### SOURCE INFORMATION

PR #538, opened 2026-08-01
docs: document/deliverable gap table with verdicts (+ seat-inversion tests)

StingD85:
## Summary

Items 8 / 12 / 13 — **report + tests, no implementation.** Awaiting review of the verdict column before anything is built.

Adds `docs/DOCUMENT_LIFECYCLE_ALIGNMENT_AUDIT.md` (gap table with a verdict per row) and `QuotaSeatCountingTests` (proving the billing seat inversion).

## ⚠️ Two corrections to my earlier audit

Both came from re-measuring, not re-reasoning. **The earlier version of this PR overstated the problem in two places.**

**1. Deliverables and stage gates are NOT dead data.** I claimed seven controllers had no client on either side. I had not actually grepped the mobile endpoint module. `Planscape/src/api/endpoints.ts` drives deliverables (`:1456,1465,1478,1497,1508`), stage gates (`:1407,1411,1420`) and document approvals (`:1005,1012`). **The real orphan count is five**, and "approval chains are entirely unreachable" was half wrong — there are *two* approval mechanisms and mobile uses one of them.

**2. "Nothing ever writes `PM`" was wrong.** `ProjectRole` is client-writable and unvalidated (`ProjectMembersController.cs:418`). The actual defect is sharper:

- `GET /members/roles` (`:548-569`) returns the **ISO 19650** vocabulary — which contains `PM` — and that feeds the **`Iso19650Role`** column (`planscape-web/lib/data.ts:428`, saved at `members/page.tsx:119`).
- The web members grid offers a **different** six-value `ProjectRole` list: `['Viewer','Contributor','Coordinator','Manager','Owner','Admin']` — **no `PM`** (`members/page.tsx:23`).

So twelve gates compare `ProjectRole` against a value that only ever appears in the *other* field's vocabulary. **"Manager" and "PM" are the same concept spelled twice**, and those gates are closed to everyone the UI can produce.

## Evidence standard — no row says "delete"

"No caller found" covers `StingTools/`, `planscape-web/`, `Planscape/` (mobile) and `StingBridge/` only. It does not cover external integrations — and `BcfApiController` / `OpenCdeController` implement *published interop standards*, so third parties are their expected consumers. Verdicts are **wire**, **document**, **rename** or **fix**. Deleting anything needs server access logs over a representative window.

### L1 — role vocabulary

The doc enumerates **every** role string the server compares against, with sites, so a canonical set can be chosen without fixing one gate in isolation:

| Value | Where |
|---|---|
| `"PM"` x12 | DistributionGroups:202, PhotoAlbums:395, PhotoChecklists:320, PhotoPolicy:103, PhotoShare:122, SavedViews:136, SitePhotos:874,884, SitePhotosExt:610, BackgroundJobs:314, DailyPhotoDigest:157, P6LiveLink:288 |
| `"Manager"` / `"Admin"` / `"Owner"` / `"Coordinator"` | WeeklyDigestJob:48-49, CdeContainers:255, BackgroundJobs:278, CoordinatorWorkload:39 |
| `"BimManager"` / `"ClientGuest"` / `"Author"` | CoordinatorWorkload:39, DailyPhotoDigest:126, TenantAdmin:51, QuotaGuard:76,77 |

**Written** by first-party paths: `Owner`, `Manager`, `Contributor`, `Coordinator`. **Never written:** `PM`, `Author`, `BimManager`, `ClientGuest`. A **migration is required** — existing rows carry the first set.

### L2 — seat inversion, now proven by test

`QuotaSeatCountingTests` builds a realistic Studio-plan roster (Owner + Manager + 3 Contributors):

| axis | current | max | result |
|---|---|---|---|
| Authors | **0** | 1 | allowed — the paid seat is never consumed |
| Coordinators | **5** | 5 | **DENIED** — owner and manager counted as coordinators |

So the sixth person is refused while the author seat sits unused.

**Per item 13 — is the cap even enforced?** Partly. `[Quota]` is applied to the Projects axis only (`ProjectsController.cs:116`). `CheckCanAddUserAsync` has exactly two production callers (`OnboardingController.cs:93`, `TenantAdminController.cs:108`); the **main project-member invite path bypasses the quota guard entirely** and enforces `tenant.MaxUsers` instead (`ProjectMembersController.cs:256`). The mis-count is real; its blast radius is those two paths. That is recorded in the test's own doc comment so it can't be over-claimed later.

### A trap the tests caught

The first version of the fixture **measured nothing**. `PlanscapeDbContext`'s global filter is `TenantId == CurrentTenantId`, which falls back to `Guid.Empty` without an `ITenantContext` — matching no rows. Two tests "passed" against an empty result set. The fixture now wires the three-arg ctor, and the comment explains why, so the next person doesn't repeat it.

## Test results

- `QuotaSeatCountingTests` — **4/4 pass**, measuring real rows.
- Related subset (Quota / Tenant / Role / Handoff) — **220 passed, 0 failed**.
- Full suite — **493 passed, 0 failed, 7 skipped**.

## Status

Docs + tests only. No production code changed. **Nothing on the table is started** — the verdict column needs review first, and L2 in particular needs a product decision (*which* role consumes an author seat) before it can be fixed rather than merely re-inverted.


StingD85:
## Heads-up: #593 corrects the seat split — one test here needs rewriting

#593 fixes a defect **upstream** of the inversion this PR characterises, so the two interact. Flagging rather than touching this branch.

### What #593 found

The inversion is real (verified — I ran this PR's 4 tests against current main: **4 passed**). But there is a bigger problem above it: **the meter counts a table the metered operation never writes.**

`POST /api/tenant/invite` gates on these axes and returns 402 `quota_exceeded`, then creates an `AppUser` and nothing else — no `ProjectMember`. Both readers of the axes (`QuotaGuardService.CountAsync`, and `TenantAdminController.Dashboard` which inlines the split a second time) counted `ProjectMembers`. So an accepted invite could never move the number it had just been checked against, while that number was driven by `ProjectMembersController`, which never consults the guard.

Proven end-to-end on the billing surface: inviting a coordinator left `usage.coordinators.current` at **0** (Expected 1, Actual 0), with a control test confirming the user really was persisted.

So #593 counts seats over `AppUser`, with **author = `Iso19650Role == "A"`** — what both invite paths already persist — and coordinators derived as `total − authors` (a NULL role would fall off both sides of a `!= "A"` predicate and give away a seat).

### The interaction

I ran this PR's tests against #593: **Failed 1, Passed 3.**

| test | vs #593 |
|---|---|
| `Authors_axis_counts_zero_for_a_realistic_roster` | still passes |
| `Coordinators_axis_counts_every_member_including_the_owner` | still passes |
| `Seats_are_counted_per_tenant` | still passes |
| `A_member_explicitly_marked_Author_moves_between_the_two_axes` | **FAILS** |

Smaller than this PR's header predicted — the first two survive because the fixture's users carry no `"A"` ISO role, so authors still reads 0 and coordinators still reads 5. Only the fourth breaks, because it asserts `ProjectRole = "Author"` moves a seat, and that is exactly the semantics #593 retires: `"Author"` is not in `ProjectRoles.All`, and the only `ProjectRole` values first-party code writes are Owner, Manager, Contributor, Coordinator.

This PR's own header already anticipates this ("expected to FAIL — that failure is the signal the fix landed, and they should be rewritten"). **Whichever of the two merges second should rewrite that one test** to assert the ISO-role split.

The characterisation work here is what made #593 quick to scope — the axis-level pinning was already done, so #593 only had to add the end-to-end gate-vs-meter proof.

PR #28, opened 2019-11-22
Support source, sink and function extension

ngjaying:


jinfahua:
1. The log sink is still not implement as ``sink interface``?
2. The source & sink configuration is not consistent... Do we need to make them consistent?

PR #63, opened 2019-12-27
Performance changes

ngjaying:


jinfahua:
1) Do we need to set the limit of dynamic buff size to avoid OOM issue? For example, expose an item in the configuration file - by default, the max buff size is 10M? 
2) Update the document for setting the concurrency value of operators for rules.

Issue #117, opened 2020-02-21
A generic function for getting data from metadata


jinfahua:
Need a generic function that can read data from record metadata.

PR #143, opened 2020-03-11
Support for generic meta function

ngjaying:
#117


jinfahua:
1) To add docs
2) Need to rewrite the mqtt function?

PR #275, opened 2020-05-20
fix float32/64 decoding from edgex bug

worldmaomao:


jinfahua:
Merged, thanks @worldmaomao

######

#### YOUR ASSIGNMENT:
State how many lines in the entries hold the word "earlier", giving the number alone.

#### OUTPUT FOR THIS EXERCISE:
2